Monitor patients for changes in clinical effect and adjust therapy based on clinical response. An example of a proton pump inhibitor is omeprazole.
Antihistamines
Amphetamines may counteract the sedative effect of antihistamines.
Antihypertensives
Amphetamines may antagonize the hypotensive effects of antihypertensives.
Chlorpromazine
Chlorpromazine blocks dopamine and norepinephrine reuptake, thus inhibiting the central stimulant effects of amphetamines, and can be used to treat amphetamine poisoning.
Ethosuximide
Amphetamines may delay intestinal absorption of ethosuximide.
Haloperidol
Haloperidol blocks dopamine and norepinephrine reuptake, thus inhibiting the central stimulant effects of amphetamines.
Lithium Carbonate
The stimulatory effects of amphetamines may be inhibited by lithium carbonate.
Meperidine
Amphetamines potentiate the analgesic effect of meperidine.
Methenamine Therapy
Urinary excretion of amphetamines is increased, and efficacy is reduced, by acidifying agents used in methenamine therapy.
Norepinephrine
Amphetamines enhance the adrenergic effect of norepinephrine.
Phenobarbital
Amphetamines may delay intestinal absorption of phenobarbital; co-administration of phenobarbital may produce a synergistic anticonvulsant action.
Phenytoin
Amphetamines may delay intestinal absorption of phenytoin; co-administration of phenytoin may produce a synergistic anticonvulsant action.
Propoxyphene
In cases of propoxyphene overdosage, amphetamine CNS stimulation is potentiated and fatal convulsions can occur.
Veratrum Alkaloids
Amphetamines inhibit the hypotensive effect of veratrum alkaloids.
Drug Abuse And Dependence
Controlled Substance
DEXEDRINE contains dextroamphetamine, a Schedule II controlled substance.
Abuse
DEXEDRINE has a high potential for abuse and misuse which can lead to the development of a substance use disorder, including addiction [see WARNINGS]. DEXEDRINE can be diverted for non-medical use into illicit channels or distribution.

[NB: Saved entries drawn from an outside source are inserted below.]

PR #2501, opened 2020-05-28
add hash function for GFXInputAssembler and GFXFrameBuffer

minggo:
Corresponding JS engine PR is: https://github.com/cocos-creator/engine/pull/6732


minggo:
I am not sure if i need to add a hash util function.

PR #2512, opened 2020-06-01
fix some potential memleaks and null pointer dereferences

quink-black:


quink-black:
Ping for review, thanks!

cocos/scripting/js-bindings/manual/jsb_global.cpp
```diff
@@ -831,36 +831,42 @@ bool jsb_global_load_image(const std::string& path, const se::Value& callbackVal
     std::shared_ptr<se::Value> callbackPtr = std::make_shared<se::Value>(callbackVal);
 
     auto initImageFunc = [path, callbackPtr](const std::string& fullPath, unsigned char* imageData, int imageBytes, const std::string& errorMsg){
-        Image* img = new (std::nothrow) Image();
+        std::shared_ptr<uint8_t> imageDataGuard(imageData, free);
```
PatriceJiang, line 834: I suggest using `unique_ptr`

cocos/scripting/js-bindings/manual/jsb_global.cpp
```diff
@@ -831,36 +831,42 @@ bool jsb_global_load_image(const std::string& path, const se::Value& callbackVal
...
+                loadSucceed = img->initWithImageData(imageDataGuard.get(), imageBytes);
+                imageDataGuard = nullptr;
             }
             else
             {
                 loadSucceed = img->initWithImageFile(fullPath);
             }
 
-            struct ImageInfo* imgInfo = nullptr;
+            std::shared_ptr<ImageInfo> imgInfo;
```
PatriceJiang, line 863: use `unique_ptr`

cocos/scripting/js-bindings/manual/jsb_global.cpp
quink-black: It's not easy to capture unique_ptr with C++11, ref.

https://stackoverflow.com/questions/8236521/how-to-capture-a-unique-ptr-into-a-lambda-expression

We can do that after cocos update to C++14.

quink-black:
可以merge了吗？

PR #2514, opened 2020-06-02
update spine to 3.8.95+ / v2.4.0

PatriceJiang:
Update spine for native platforms
ref https://github.com/cocos-creator/engine/pull/6798

https://github.com/EsotericSoftware/spine-runtimes/issues/1685


PatriceJiang:
This will break compatibility with older versions of spine files.

PR #2524, opened 2020-06-03
travis add nodejs / 3dgfx 

PatriceJiang:


PatriceJiang:
@minggo please review if you are available

PR #2527, opened 2020-06-04
[bugfix] win32 drawtext prefix

PatriceJiang:
Win32 turns off processing of prefix characters while drawing text.

### DIFF
--- a/cocos/platform/win32/CCCanvasRenderingContext2D-win32.cpp
+++ b/cocos/platform/win32/CCCanvasRenderingContext2D-win32.cpp
@@ -402,7 +402,7 @@ private:
         {
             CC_BREAK_IF(text.empty());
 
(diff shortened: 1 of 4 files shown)


PatriceJiang:
https://docs.microsoft.com/en-us/windows/win32/api/winuser/nf-winuser-drawtext 

### DT_NOPREFIX 

 Turns off processing of prefix characters. Normally, DrawText interprets the mnemonic-prefix character & as a directive to underscore the character that follows, and the mnemonic-prefix characters && as a directive to print a single &. By specifying`DT_NOPREFIX`, this processing is turned off. 
For example, 
Example:
-  input string: "A&bc&&d"
-  normal: "Abc&d" -
-  `DT_NOPREFIX`: "A&bc&&d"

PR #2534, opened 2020-06-08
[bugfix] Update iOS compile flags for V8

PatriceJiang:
- Remove macro `V8_COMPRESS_POINTERS`
- Init `AlignedPointerInInternalField` for `gl` object.


PatriceJiang:
@minggo  麻烦合并下

PR #2599, opened 2020-06-18
vk: queues are optionally async

YunHsiao:


cocos/renderer/gfx-vulkan/VKCommands.cc
```diff
@@ -327,9 +327,7 @@ void CCVKCmdFuncUpdateBuffer(CCVKDevice *device, CCVKGPUBuffer *gpuBuffer, void
 }
 
 bool CCVKCmdFuncCreateTexture(CCVKDevice *device, CCVKGPUTexture *gpuTexture) {
-    if (!gpuTexture->width || !gpuTexture->height) {
-        return true;
-    }
+    if (!gpuTexture->width || !gpuTexture->height) return true;
```
Mee-gu, line 330: return false is better ?

YunHsiao: return false here will trigger the device.createTexture function to return nullptr, which is not what we want on this situation

Mee-gu: maybe when width or height is equals to 0, engine not trigger the device.createTexture since it not reasonable

YunHsiao: You mean just don't create them in the first place. That makes sense, but I think there's existing usage depending on this particular behavior. I'll see what I can do.

YunHsiao: I think the whole `VKCommands` util functions should handle whatever parameter is thrown at them gracefully, without any crashing or rejection, which is exactly what the GLES backend does. Based on that insight, whether to reject zero-dimension textures should be a delibrate choice, which we can easily toggle.

So for now, to keep the same behavior as other backends, I choose to allow zero-dimension textures to be created(but not actually allocating anything). This behavior can be easily changed by rejecting in the texture.initialize function, alongside with the format validation.

YunHsiao:
I think the whole VKCommands util functions should handle whatever parameter is thrown at them gracefully, without any crashing or rejection, which is exactly what the GLES backend does. Based on that design, whether to reject zero-dimension textures should be a delibrate choice, which we can easily toggle.

So for now, to keep the same behavior as other backends, I choose to allow zero-dimension textures to be created(but not actually allocating anything). This behavior can be easily changed by rejecting in the texture.initialize function, alongside with the format validation.

PR #2608, opened 2020-06-22
vk: fix indirect buffer

YunHsiao:


cocos/renderer/gfx-vulkan/VKGPUObjects.h
```diff
@@ -139,7 +139,11 @@ class CCVKGPUBuffer : public Object {
     uint stride = 0;
     uint count = 0;
     void *buffer = nullptr;
+
     bool isDrawIndirectByIndex = false;
+    vector<VkDrawIndirectCommand> indirectCmds;
```
Mee-gu, line 144: does it necessary to store these two cmds?

YunHsiao: It helps with debugging and save the work to allocate a vector every time we do a upload

PR #2657, opened 2020-07-25
vk: all buffer updates need staging buffer

YunHsiao:
or every buffer passed to update has to be kept around until command submission time, which is unacceptable.

### DIFF
--- a/cocos/base/CachedArray.h
+++ b/cocos/base/CachedArray.h
@@ -109,7 +109,7 @@ public:
                 return i;
             }
         }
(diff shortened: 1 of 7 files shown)


cocos/base/CachedArray.h
```diff
@@ -109,7 +109,7 @@ class CachedArray : public Object {
                 return i;
             }
         }
-        return -1;
+        return (uint)-1;
```
minggo, line 112: UINT_MAX?

PR #2669, opened 2020-08-03
fix editbox indicator jump to end on iOS

PPpro:
changeLog:
- 修复 iOS 端 editBox 编辑文字，光标自动跳转到末端的问题
- 修复 iOS 下 editBox 韩文联想被打断的问题 https://github.com/cocos-creator/2d-tasks/issues/2400


PPpro:
requested review from @minggo

PR #3317, opened 2021-03-12
fix editbox multiline mode can't end editing

PPpro:
resolve: https://github.com/cocos-creator/3d-tasks/issues/6522

NOTE: this pr  https://github.com/cocos-creator/engine-native/pull/3295 missed processing the text view


PPpro:
@minggo pls review

PR #3323, opened 2021-03-16
[chore] gfx layer adjustments

YunHsiao:
* move common routines to gfx base instead of copy-pasting them in every backend, which is just ^@#$
* remove the device pointer reference inside every gfx resources
* add an empty backend
* the device manager abstraction: take over the device lifecycle management job from js


cocos/renderer/gfx-base/GFXBuffer.h
```diff
@@ -37,11 +37,12 @@ class CC_DLL Buffer : public GFXObject {
 
     static uint computeHash(const BufferInfo &info);
 
-    virtual bool initialize(const BufferInfo &info)     = 0;
-    virtual bool initialize(const BufferViewInfo &info) = 0;
-    virtual void destroy()                              = 0;
-    virtual void resize(uint size)                      = 0;
-    virtual void update(void *buffer, uint size)        = 0;
+    void initialize(const BufferInfo &info);
+    void initialize(const BufferViewInfo &info);
```
minggo, line 41: Why change return type to void?

YunHsiao: When running asynchronously in different threads, there is no way to get any meaningful return values. We should insert more asserts and build a much more strict and versatile independent validation layer instead.

minggo: Sounds reasonable. Then i think we should modify all gfx classes.

cocos/renderer/gfx-agent/GFXDeviceAgent.h
```diff
@@ -42,9 +42,9 @@ constexpr uint MAX_CPU_FRAME_AHEAD = 1u;
 
 class CC_DLL DeviceAgent final : public Agent<Device> {
 public:
-    using Agent::Agent;
-    DeviceAgent(Device *const actor) noexcept
-    : Agent(actor, nullptr) {}
+    static DeviceAgent *getInstance();
+
+    DeviceAgent(Device *device);
```
minggo, line 47: It is not a good idea to have public constructor and use singleton pattern.

minggo (approved):

PR #3326, opened 2021-03-17
fix that after clicking the virtual Home button to hide the App, the Home button is not hidden after reopening the App.

OnlyKoei:
After the restoration of virtual Home button click to hide App, App Home key to re-open not hidden.


OnlyKoei:
@PatriceJiang 帮忙看一下

minggo (approved):

PatriceJiang (approved):

PR #3332, opened 2021-03-18
Fix: crash when calling a function with the long type return value

CloseToZero:
Fix problem: crash when calling a function with args that has a return
value of long type.


minggo:
Good catch, thanks.

minggo (approved):

PatriceJiang (approved):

Abuse is the intentional non-therapeutic use of a drug, even once, to achieve a desired psychological or physiological effect. Misuse is the intentional use, for therapeutic purposes, of a drug by an individual in a way other than prescribed by a health care provider or for whom it was not prescribed. Drug addiction is a cluster of behavioral, cognitive, and physiological phenomena that may include a strong desire to take the drug, difficulties in controlling drug use (e.g., continuing drug use despite harmful consequences, giving a higher priority to drug use than other activities and obligations), and possible tolerance or physical dependence.
Misuse and abuse of amphetamine may cause increased heart rate, respiratory rate, or blood pressure; sweating; dilated pupils; hyperactivity; restlessness; insomnia; decreased appetite; loss of coordination; tremors; flushed skin; vomiting; and/or abdominal pain. Anxiety, psychosis, hostility, aggression, and suicidal or homicidal ideation have also been observed with CNS stimulants abuse and/or misuse. Misuse and abuse of CNS stimulants, including DEXEDRINE, can result in overdose and death [see OVERDOSE], and this risk is increased with higher doses or unapproved methods of administration, such as snorting or injection.
Dependence
Physical Dependence
DEXEDRINE may produce physical dependence. Physical dependence is a state that develops as a result of physiological adaptation in response to repeated drug use, manifested by withdrawal signs and symptoms after abrupt discontinuation or a significant dose reduction of a drug.
Withdrawal signs and symptoms after abrupt discontinuation or dose reduction following prolonged use of CNS stimulants including DEXEDRINE include dysphoric mood; depression; fatigue; vivid, unpleasant dreams; insomnia or hypersomnia; increased appetite; and psychomotor retardation or agitation.
Tolerance
DEXEDRINE may produce tolerance. Tolerance is a physiological state characterized by a reduced response to a drug after repeated administration (i.e., a higher dose of a drug is required to produce the same effect that was once obtained at a lower dose).